Behind each of these cell doors in each of these failing institutions is a child. The Howard League, which has the only dedicated legal team for children in prison England and Wales, recently secured a High Court ruling into the case of AB, who spent more than 100 days in isolation. The court declared this boy's isolation for certain periods and the denial of adequate education was unlawful. The court accepted that during the worst periods, when he had no educational provision at all, "the lack of mental and physical activity contributed to his frustration and so to his disruptive behaviour".

Troubled and damaged children cannot be helped in a fatally flawed system. The proposals to build new child prisons - so called 'secure schools' - are the wrong answer to the wrong question. Building more prisons only causes problems to grow; it does not solve them. They threaten repeating the mistakes of the past and expanding the number of children in prison.

The focus should instead be on investing in community solutions and closing child prisons. This could be achieved by addressing the over-representation of BME children, reducing the use of remand and scrapping needless, and harmful, short term sentences.

Dr Jerome Miller emptied Massachusetts' reformatories in the early 1970s and revolutionised America's youth justice system.

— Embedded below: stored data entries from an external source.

PR #310, opened 2020-03-19
Sale currency

roeierez:
This PR adds the price conversion to the current sale currency for every sale line.
In case the Sale is read-only (executed sale) we show the conversion to Sats.


lib/routes/charge/sale_view.dart
```diff
@@ -379,9 +396,7 @@ class SaleLineWidget extends StatelessWidget {
             //style: TextStyle(fontWeight: FontWeight.bold),
           ),
           subtitle: Text(
-              currrency.symbol +
```
erdemyerebasmaz: Typo

PR #318, opened 2020-03-24
Item avatar picker

erdemyerebasmaz:
This PR addresses [POS-42](https://breeztech.atlassian.net/browse/POS-42)

- Users can now select an image for their items from a range of [Material icons](https://material.io/resources/icons/?style=baseline).
- The icon changes are reflected instantly, there are no 'save changes' prompts during selection.
- If no image is selected, the avatar defaults to showing first available two letters of the item name with an underline.
image
- There's a search bar to find the desired icon easily.
image
- The icon changes can be reverted by pressing the trashcan badge on icon selection screen.
image
- The icons have no decoration on catalog.
- Icons are differentiated by 'icon:' prefix.


lib/routes/charge/items/item_avatar.dart
```diff
@@ -68,6 +75,46 @@ Color fromHex(String hexString) {
...
+  final double radius;
+  final String iconName;
+  final bool useDecoration;
+
+  _IconAvatar(this.radius, this.iconName, this.useDecoration);
+
+  @override
+  Widget build(BuildContext context) {
+    Map<String, IconData> iconMapping = IconMap().iconMap;
+    String iconName = this.iconName.substring(5);
```
roeierez: It is better to hide our internal protocol at this level and pass the icon name to this class.
The caller is aware of the protocol and should strip the prefix.

lib/routes/charge/items/item_avatar.dart
```diff
@@ -68,6 +75,46 @@ Color fromHex(String hexString) {
...
+                  fit: BoxFit.cover))
+          : null,
+      child: Column(
+        mainAxisSize: MainAxisSize.max,
+        mainAxisAlignment: MainAxisAlignment.center,
+        crossAxisAlignment: CrossAxisAlignment.center,
+        children: <Widget>[
+          Icon(
+            iconMapping[iconName],
+            size: useDecoration ? radius : radius * 1.5,
```
roeierez: Why do we duplicate the radius at 1.5 ?

lib/routes/charge/items/item_avatar.dart
```diff
@@ -91,17 +138,67 @@ class _FileImageAvatar extends StatelessWidget {
...
+              child: Text(
+              _getFirstTwoLetters(),
+              style: TextStyle(
+                  fontSize: useDecoration ? 48 : radius,
+                  color: Color.fromRGBO(255, 255, 255, 0.88),
+                  decoration: TextDecoration.underline,
+                  letterSpacing: 0.0,
+                  fontFamily: "IBMPlexSans"),
+            ))
+          : Column(
```
roeierez: It doesn't look like the "Select Image" case belongs here. Instead at a higher level we should decide if to show an avatar (in case we have one) or to render a "Select Image" widget.

lib/routes/charge/items/item_avatar_picker.dart
```diff
@@ -0,0 +1,167 @@
...
+  ItemAvatarPicker(this.itemImage, this.onImageSelected, {this.itemName});
+
+  @override
+  State<StatefulWidget> createState() {
+    return ItemAvatarPickerState();
+  }
+}
+
+class ItemAvatarPickerState extends State<ItemAvatarPicker> {
+  Map<String, IconData> iconMap = IconMap().iconMap;
```
roeierez: Can we do this static? so it won't be loaded every time?

lib/routes/charge/items/item_avatar_picker.dart
```diff
@@ -0,0 +1,167 @@
...
+          ],
+        ),
+      ),
+    );
+  }
+
+  Center _buildItemAvatar(BuildContext context) {
+    return Center(
+        child: Badge(
+      showBadge: _selectedImage != "",
```
roeierez: alignment issue?

lib/routes/charge/items/item_page.dart
```diff
@@ -262,6 +296,9 @@ class ItemPageState extends State<ItemPage> {
               } else {
                 AddItem addItem = AddItem(
                   Item(
+                      imageURL: _itemImage != null && _itemImage.isNotEmpty
```
roeierez: why not just _itemImage as in the update case above?

erdemyerebasmaz:
Feedback will be handled in another PR

lib/routes/charge/items/item_avatar.dart
erdemyerebasmaz: [Done](https://github.com/breez/breezmobile/pull/319/commits/022093abc1a629a528afb157ec290d18e185ad4b)

lib/routes/charge/items/item_avatar.dart
erdemyerebasmaz: We want the icon to look bigger on catalog list without making the container larger.

lib/routes/charge/items/item_avatar.dart
erdemyerebasmaz: [Done](https://github.com/breez/breezmobile/pull/319/commits/cefa0a16444237d5af2f2afbf11291f438b2353b)

lib/routes/charge/items/item_avatar_picker.dart
erdemyerebasmaz: [Done](https://github.com/breez/breezmobile/pull/319/commits/e7f34f15e5c04d82fe1331ebe3d39564a487dd68)

lib/routes/charge/items/item_avatar_picker.dart
erdemyerebasmaz: [Fixed](https://github.com/breez/breezmobile/pull/319/commits/ac1487f7c6e7f9575d1e3edfd4d532d217214be9)

lib/routes/charge/items/item_page.dart
erdemyerebasmaz: Update case was faulty and saved null value as empty string.
[Fixed](https://github.com/breez/breezmobile/pull/319/commits/257a6f0237bc1914343dc19e3cd22418c1af1367)

PR #328, opened 2020-04-19
Node ID(pub key) support to QR Scan

erdemyerebasmaz:
This PR addresses [BU-222](https://breeztech.atlassian.net/browse/BU-222)


lib/routes/home/floating_actions_bar.dart
```diff
@@ -142,14 +143,21 @@ class FloatingActionsBar extends StatelessWidget {
                                 ));
                                 return;
                               }
+                              if (!isValidNodeId(scannedString)) {
```
roeierez, line 146: Shouldn't it be the opposite condition?
```suggestion
                              if (isValidNodeId(scannedString)) {
```

PR #332, opened 2020-04-27
Add a menu entry in the Developers menu to prune nodes not supporting TLV

yaslama:


lib/routes/dev/dev.dart
```diff
@@ -482,6 +486,16 @@ class DevViewState extends State<DevView> {
     });
   }
 
+  void _refreshGraph() async {
+    Navigator.push(
+            context,
+            createLoaderRoute(context,
+                message: "Pruning nodes without TLV support...", opacity: 0.8));
+    widget._breezBridge.deleteNonTLVNodesFromGraph().whenComplete(() {
+      _promptForRestart();
```
roeierez, line 495: Need to pop the loader route here as well.

PR #338, opened 2020-06-10
Add fiat value instead of balance

erdemyerebasmaz:
This PR addresses [BU-228](https://breeztech.atlassian.net/browse/BU-228).

- Balance title is removed from wallet dashboard.
- Fiat equivalent of balance is shown under balance and users can switch between fiat currencies by clicking on this field.
- This field is only shown if the amount is bigger than minimal value, e.g. "< $0.01"
- Clicking on the fiat value will look up the next fiat currency that's above minimal value.

### DIFF
--- a/lib/routes/home/wallet_dashboard.dart
+++ b/lib/routes/home/wallet_dashboard.dart
@@ -69,37 +69,6 @@ class WalletDashboardState extends State<WalletDashboard> {
                   child: StatusIndicator(context, widget._accountModel))
               : SizedBox(),
           Positioned(
-              top: 70 - BALANCE_OFFSET_TRANSITION * widget._offsetFactor,
-              child: Center(
-                child: widget._accountModel != null &&
-                        !widget._accountModel.initial &&
-                        (widget._accountModel.fiatConversionList.isNotEmpty ||
-                            widget._accountModel.fiatCurrency != null) &&
-                        isAboveMinAmount(widget._accountModel.fiatCurrency)
-                    ? FlatButton(
-                        onPressed: () {
-                          var nextFiatCurrencyIndex = widget
-                                  ._accountModel.fiatConversionList
-                                  .indexOf(widget._accountModel.fiatCurrency) +
-                              1;
-                          findNextValidFiatConversion(nextFiatCurrencyIndex %
-                              widget._accountModel.fiatConversionList.length);
-                        },
-                        child: Text(
-                            "${widget._accountModel.formattedFiatBalance}",
-                            style: Theme.of(context)
-                                .textTheme
-                                .subtitle2
-                                .copyWith(
-                                    color: Theme.of(context)
-                                        .textTheme
-                                        .subtitle2
-                                        .color
-                                        .withOpacity(pow(
-                                            0.95 - widget._offsetFactor, 8)))))
-                    : SizedBox(),
-              )),
-          Positioned(
             top: 30 - BALANCE_OFFSET_TRANSITION * widget._offsetFactor,
             child: Center(
               child: widget._accountModel != null &&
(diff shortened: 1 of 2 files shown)


lib/routes/home/wallet_dashboard.dart
```diff
@@ -114,7 +102,38 @@ class WalletDashboardState extends State<WalletDashboard> {
...
+                        (widget._accountModel.fiatConversionList.isNotEmpty ||
+                            widget._accountModel.fiatCurrency != null) &&
+                        isAboveMinAmount(widget._accountModel.fiatCurrency)
+                    ? FlatButton(
+                        onPressed: () {
+                          var nextFiatCurrencyIndex = widget
+                                  ._accountModel.fiatConversionList
+                                  .indexOf(widget._accountModel.fiatCurrency) +
+                              1;
+                          findNextValidFiatConversion(nextFiatCurrencyIndex %
```
roeierez, line 120: The name of `findNextValidFiatConversion` implies read-only. Better to keep it read-only and call the `_onFiatCurrencyChange` callback here.

lib/routes/home/wallet_dashboard.dart
```diff
@@ -114,7 +102,38 @@ class WalletDashboardState extends State<WalletDashboard> {
...
-          )
+          ),
+          Positioned(
+              top: 70 - BALANCE_OFFSET_TRANSITION * widget._offsetFactor,
+              child: Center(
+                child: widget._accountModel != null &&
+                        !widget._accountModel.initial &&
+                        (widget._accountModel.fiatConversionList.isNotEmpty ||
+                            widget._accountModel.fiatCurrency != null) &&
+                        isAboveMinAmount(widget._accountModel.fiatCurrency)
```
roeierez, line 113:
```suggestion
                        isAboveMinAmount(widget._accountModel?.fiatCurrency)
```

lib/routes/home/wallet_dashboard.dart
```diff
@@ -114,7 +102,38 @@ class WalletDashboardState extends State<WalletDashboard> {
...
+                    ? FlatButton(
+                        onPressed: () {
+                          var nextFiatCurrencyIndex = widget
+                                  ._accountModel.fiatConversionList
+                                  .indexOf(widget._accountModel.fiatCurrency) +
+                              1;
```
roeierez, line 119: findNextValidFiatConversion is a method of this class and has access to the widget._accountModel. I think it is better to move all the logic there and keep this UI section simpler.

lib/routes/home/wallet_dashboard.dart
```diff
@@ -130,4 +149,23 @@ class WalletDashboardState extends State<WalletDashboard> {
       },
     );
   }
+
+  void findNextValidFiatConversion(int nextIndex, {int retries = 0}) {
```
roeierez, line 153: Maybe a for-loop will read simpler than a recursive function here?

erdemyerebasmaz: https://github.com/breez/breezmobile/pull/338/commits/eb9e3c34ea346715bf0efa1572f535f5428933ec

lib/routes/home/wallet_dashboard.dart
erdemyerebasmaz: This logic is moved to findNextValidFiatConversion(nextValidFiatConversion) method https://github.com/breez/breezmobile/pull/338/commits/eb9e3c34ea346715bf0efa1572f535f5428933ec

lib/routes/home/wallet_dashboard.dart
erdemyerebasmaz: Done https://github.com/breez/breezmobile/pull/338/commits/334e7b2861d9a43a51c30ad86a730685a70249f0

PR #340, opened 2020-06-17
Support lightning: protocol via NFC

erdemyerebasmaz:
This PR addresses [BU-232](https://breeztech.atlassian.net/browse/BU-232)

Registered Breez app to lightning deep links read through NFC.


android/app/src/main/java/com/breez/client/NfcHandler.java
```diff
@@ -159,6 +159,23 @@ public void handleIntent(Intent intent) {
                             Log.e(TAG, "UnsupportedEncodingException while reading Breez card", exc);
                         }
                     }
+                } else {
+                    try {
```
roeierez, line 163: Instead of using native code to get the nfc data it is better to use the plugin for that. This will have the cross platform advantage.

erdemyerebasmaz: [Done](https://github.com/breez/breezmobile/pull/340/commits/00c56612f1ca9b46c1691fd9d0735b87bfd5eabe)

PR #194, opened 2026-08-10
fix(config): validate TOML files and base URLs

okcomputer2000:
## Summary

Fix LLM configuration handling for empty TOML files, quoted TOML keys, and invalid base URL ports.

## Changes

- Allow existing empty `fm-agent.toml` files to be initialized.
- Update bare, basic quoted, and literal quoted TOML keys without creating duplicate entries.
- Validate URL hostnames and ports before saving configuration.
- Preserve existing formatting, comments, backups, and atomic writes.

### DIFF
--- a/src/configure_llm.py
+++ b/src/configure_llm.py
@@ -3,6 +3,7 @@ from __future__ import annotations
 import argparse
 import json
 import hashlib
+import ipaddress
 import os
 import re
 import shutil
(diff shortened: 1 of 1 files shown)


okcomputer2000:
## Description

This PR fixes three configuration-handling issues in `src/configure_llm.py`.

The implementation keeps the existing format-preserving TOML editor and changes only the validation and key-matching logic required for these cases.

### Modification approach

- Distinguish an absent TOML file from an existing empty TOML file.
  - The write entry points now check `Path.is_file()` before reading the file.
  - An existing empty file is passed to the normal TOML update flow and initialized with an `[llm]` table.
  - A missing file is still rejected to avoid guessing or creating an unrelated project configuration.

- Recognize all supported TOML key forms.
  - The key matcher now accepts:
    - bare keys, such as `name`;
    - basic quoted keys, such as `"name"`;
    - literal quoted keys, such as `'name'`.
  - Matched key tokens are parsed with `tomllib` to obtain their semantic key name.
  - The original key spelling, quoting style, indentation, spacing, and trailing comments are preserved.
  - The editor tracks semantic keys, so quoted and unquoted representations update one entry instead of appending a duplicate key.
  - Basic quoted key escapes, such as `"na\u006de"`, are interpreted correctly.

- Validate URL hostnames before saving configuration.
  - `validate_base_url()` continues to require an absolute `http` or `https` URL.
  - It now checks that `parsed.hostname` is present and syntactically valid.
  - IPv4 and IPv6 addresses are validated with Python's standard `ipaddress` module.
  - DNS hostnames are checked by label, including label length, allowed characters, and hyphen placement.
  - IDNA hostnames and portless HTTP(S) URLs remain supported.

- Validate URL ports at the configuration boundary.
  - The implementation explicitly accesses `parsed.port`, which makes Python's URL parser reject non-numeric, negative, and out-of-range ports.
  - Those parsing errors are converted into `ConfigWizardError` before TOML or OpenCode configuration is written.

The current behavior treats `http://example.com:` as a portless URL because `urllib.parse` returns `None` for that port value. If the project decides that an explicitly empty port must be rejected, a small additional check can reject authorities ending in `:`.

heiyan-2020 (approved):

PR #197, opened 2026-08-11
fix(codegraph): keep FM-Agent's work directory out of the project index

### LINKED ISSUE #195: codegraph indexes FM-Agent's own artifacts as project source
## Summary

FM-Agent writes its artifacts to `<proj>/fm_agent/`, which sits inside the tree
codegraph indexes. Every extracted function therefore appears in the index twice
(the original source plus the extracted copy), and the FM-Agent scripts staged
under `spec_prompts/` are indexed as if they were project code.

**This happens in every mode, starting with the first run.**

## Why

Artifacts enter the index at two points:

1. **When the index is built** — the previous run's artifacts are still sitting in
   `fm_agent/`, so `codegraph init` picks them up while scanning the project
   directory. Guaranteed from the second run onwards.
2. **After the index is built** — oh-my-openagent runs `codegraph sync` at the start
   of every OpenCode session, scanning the project and pulling in whatever is on
   disk by then. FM-Agent starts a session per LLM stage, so the first one after
   Stage 3 syncs the freshly written artifacts in. (The MCP file watcher is not
   what does this: with `CODEGRAPH_NO_WATCH=1` the pollution is unchanged.)

The second point is why the very first run is affected, and why building the index
before writing artifacts does not avoid it.

## Observed

A Python project with four functions, plain full run, sampling the index throughout:

```
[t= 77.3s] nodes=6   edges=9      src/app.py                    <- just built, clean
[t= 79.3s] nodes=77  edges=131                                  <- two seconds later
           fm_agent/extracted_functions/src/app-py/*.py   (x4)
           fm_agent/spec_prompts/file_utils.py
           fm_agent/spec_prompts/generate_batch_prompts.py
           src/app.py
```

Function nodes by file — 43 of the 47 are FM-Agent's own:

```
 4  src/app.py                                     <- project code
 4  fm_agent/extracted_functions/src/app-py/*.py   <- extracted copies
22  fm_agent/spec_prompts/file_utils.py            <- FM-Agent's own source
17  fm_agent/spec_prompts/generate_batch_prompts.py
```

## Impact

FM-Agent's own output is unaffected; the cost falls on the index itself — which is
a shared asset in the user's project:

- Any symbol lookup in the project returns two hits, plus FM-Agent's internal
  functions
- The extra copies scale with the number of functions in the project
- Every artifact write makes the daemon re-parse and re-sync

Dshuishui:
Fixes #195.

FM-Agent writes its artifacts to `<proj>/fm_agent/`, inside the tree codegraph
indexes. Every extracted function ends up in the index a second time next to the
source it was copied from, and the scripts staged under `spec_prompts/` are
indexed as if they were project code — on a 4-function Python project that is 43
of 47 function nodes.

Ordering the run around it does not help, because artifacts get in two ways:
`codegraph init` picks up what a previous run left behind, and the codegraph MCP
daemon's file watcher syncs them in as they are written, seconds after the index
was built. `codegraph.json` is codegraph's own project-scoped exclude and both
paths honour it — its loader runs per index, per sync and per watch event.

## What this does

Before running `codegraph init`, append `"fm_agent/"` to `exclude` in the
project's `codegraph.json`, creating the file when absent.

- **Idempotent** — the entry is added once; later runs read the file and return.
- **Non-destructive** — other keys and existing `exclude` entries are kept. An
  unreadable file, non-object JSON, or a non-array `exclude` is left untouched
  with a warning rather than rewritten, matching how codegraph itself treats a
  config it cannot parse.
- **Announced** — the one run that writes it prints a line saying what changed
  and why; this is the only file FM-Agent adds outside its own work directory.
- **Skipped when codegraph is absent**, so no stray config is left behind.

The call sits in `try_codegraph_init`, the single point all five call sites go
through, so full, `--resume`, `--incremental`, `--entry-func` and `--isolate`
runs are all covered.

## Verification

Two full pipeline runs on a fresh Python fixture, sampling the index throughout:

| | index during the run |
|---|---|
| before | `nodes=6` → `nodes=77` two seconds after Stage 3 |
| after | `nodes=6` for the whole run |

Layering, extraction, specs and verification are unchanged (4 functions, 4
layers, `main → run_all → Engine::start → Engine::warmup`).

Also checked directly: an existing config keeps its other keys and gains only the
new entry; a config with comments or a non-array `exclude` is left byte-for-byte
untouched with a warning; a second call writes nothing and prints nothing.

## Not in scope

`try_codegraph_init` removes `.codegraph/` before rebuilding, without restoring
it if the rebuild does not happen. That is a separate defect with its own fix
(`codegraph index` instead of `rmtree` + `init`) and will be filed on its own.

### DIFF
--- a/src/languages/codegraph.py
+++ b/src/languages/codegraph.py
@@ -9,6 +9,7 @@ REGISTRY in src/languages/registry.py. No other files need to change.
 """
 
 import hashlib
+import json
 import logging
 import os
 import re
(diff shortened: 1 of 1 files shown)


Dshuishui:
Solved in the pinned build instead. `v1.5.0-fmagent.2` — the version #206 moves the pin to — carries `fm_agent` in codegraph's default ignore list, so there is no longer a reason to write a `codegraph.json` into a repository FM-Agent does not own.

As Robert D. Behn, a senior lecturer at Harvard's Kennedy School of Government, wrote in 1976, Dr Miller "changed the political question from 'What do we do with these bad kids?' to 'What do we do with these bad institutions?' By focussing public attention on evils of the institutions, he elicited from the public the only logical conclusion: The institutions must be closed." Instead these children went to evidence based community treatment programmes, foster carers, or simply back to their parents. A study concluded that "Massachusetts reforms still realised impressive outcome improvements, reducing criminality, saving taxpayers money and minimising harm and disruption to young people's lives".

As evidence in today's report, and by decades of work by the Howard League, the youth justice system in England and Wales is fundamentally broken. It does not serve the children we incarcerate in violent, failing institutions. It does not serve the taxpayer. And it does not serve the communities they return to when they are released.

For the majority of children, the best possible thing is to keep them as far away from 'the system' as possible. The Howard League's work with the police is a prime example of this - the number of child arrests has fallen dramatically, which has led to huge reductions to the numbers of children in the youth justice system.

The evidence from Her Majesty's Chief Inspector of Prisons could not be clearer - the state is failing to its duty to protect children.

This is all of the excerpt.